Hello,
Logseq already offers a lot of flexibility by using advanced queries. I would like to unleash more of its hidden powers by doing page graph traversal and searches with queries. Hiearchies often are too one-dimensional.
Take an example, what I mean with graph traversal:
Tienson Qin --develops--> Logseq <--partOf-- discuss.logseq.com
^ ^ ^ ^ ^
page < property page property > page
When there’s need to find everything related about Logseq, we search for [[discuss.logseq.com]]

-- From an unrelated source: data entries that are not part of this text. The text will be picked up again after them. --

PR #759, opened 2017-02-14
introduce p2-shutdown

rudle:
There is a desire to gracefully shutdown pods while preserving their /intent
records. An example of when this is desirable is when performing host
maintenance on a pet host.

### DIFF
--- a/bin/p2-shutdown/main.go
+++ b/bin/p2-shutdown/main.go
@@ -1,0 +1,91 @@
+package main
+
+import (
+	"log"
+	"os"
+
+	kingpin "gopkg.in/alecthomas/kingpin.v2"
+
+	"sync"
+
+	"github.com/square/p2/pkg/manifest"
+	"github.com/square/p2/pkg/pods"
+	"github.com/square/p2/pkg/store/consul"
+	"github.com/square/p2/pkg/store/consul/flags"
+	"github.com/square/p2/pkg/types"
+)
+
+const helpMessage = `
+p2-shutdown is a command that is useful to gracefully shutdown pods on a host
+before doing maintenance. Ideally, these pods would be relocated to a different
+host but we live in a world where hosts are pets.
+`
+
+var (
+	verbose      = kingpin.Flag("verbose", "Print debugging information").Short('v').Bool()
+	dryRun       = kingpin.Flag("dry", "Dry run: do not stop any pods").Short('d').Bool()
+	shutdownPods = kingpin.Flag("pods", "The list of pods to shutdown. Leave empty for all").Short('p').Strings()
+	podRoot      = kingpin.Flag("pod-root", "The base directory for pods").Default(pods.DefaultPath).String()
+)
+
+func main() {
+	_, consulOpts, _ := flags.ParseWithConsulOptions()
+	client := consul.NewConsulClient(consulOpts)
+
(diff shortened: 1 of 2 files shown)


bin/p2-shutdown/main.go
```diff
@@ -0,0 +1,81 @@
...
+
+const helpMessage = `
+p2-shutdown is a command that is useful to gracefully shutdown pods on a host
+before doing maintenance. Ideally, these pods would be relocated to a different
+host but we live in a world where hosts are pets.
+`
+
+var (
+	verbose      = kingpin.Flag("verbose", "Print debugging information").Short('v').Bool()
+	dryRun       = kingpin.Flag("dry", "dry run").Short('d').Default("false").Bool()
```
mpuncel: i'm confused by the `Default()` part, does that mean you need `--dry true`? probably the Default isn't doing anything because `false` is the zero value of `bool`

rudle: `--dry` seems to work for me, I'll remove the unnecessary Default

bin/p2-shutdown/main.go
```diff
@@ -0,0 +1,81 @@
...
+	shutdownPods = kingpin.Flag("pods", "The list of pods to shutdown. Leave empty for all").Short('p').Strings()
+	podRoot      = kingpin.Flag("podRoot", "The base directory for pods").Required().String()
```
mpuncel: for convenience you could maybe default this to `pods.DefaultPath`. Also nit: `p2-run-hooks` calls it `--pod-root` instead of `--podRoot`

bin/p2-shutdown/main.go
```diff
@@ -0,0 +1,81 @@
...
+	reality, _, err := consulStore.ListPods(consul.REALITY_TREE, node)
+	if err != nil {
+		log.Fatalf("caught fatal error while querying datastore: %v", err)
+	}
+
+	podsToShutdown := make([]types.PodID, 0, len(*shutdownPods))
+	for _, pod := range *shutdownPods {
+		podsToShutdown = append(podsToShutdown, types.PodID(pod))
+	}
+
```
mpuncel: you should probably shut down `p2-preparer` here first, otherwise a concurrent update to /intent could start one of the pods you stop

rudle: I thought of that too - I think it's simpler to invoke this script twice with `--pods p2-preparer` followed by a invocation with no pod filtering. WDYT?

rudle:
PTAL I added some _parallelism_

bin/p2-shutdown/main.go
```diff
@@ -0,0 +1,85 @@
...
+		go func(man manifest.Manifest, podID types.PodID) {
+			success, err := pod.Halt(man)
+			if !success {
+				log.Printf("[ERROR]: at least one launchable of %s did not halt successfully.", podID)
+			}
+			if err != nil {
+				log.Printf("[ERROR]: Got error while halting pod %s. Consider retrying the command. \n %s", podID, err)
+			}
+		}(realityEntry.Manifest, pod.Id)
+	}
```
mpuncel: you'll need to wait for those goroutines here otherwise they may not execute

rudle: d'oh. This is fixed.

, but query now also finds things from [[Tienson Qin]]
.
Logseq lays the groundwork to do so:
- use recursion in queries to get visit linked pages
- Logseq properties can map relations between pages
Sets are used in internally in many places of Datalog attributes, but currently capabilities are limited to deal with them in queries - one existing function is contains?
.
I think, what is still left is to allow to use more clojure collection functions from clojure.core
& Co.
In particular I need to add (clojure.core/conj
) or remove (clojure.core/disj
) items from a set, which contains excluded or already visited pages. Also properties are constructed out of maps and sets, which currently are difficult to process - core collection functions would come handy here. One is clojure.core/set?
to check, if a property value is a single value or set.
Proposal:
allow all or at least all collection-related functions from clojure.core
(or other namespaces) to be used in advanced queries, similar to Datomic:
Datomic provides the following built-in expression functions and predicates:
[…]
All of the functions from the clojure.core namespace of Clojure, except eval.
Function names outside clojure.core need to be fully qualified. Datomic will automatically require the namespace for a query function.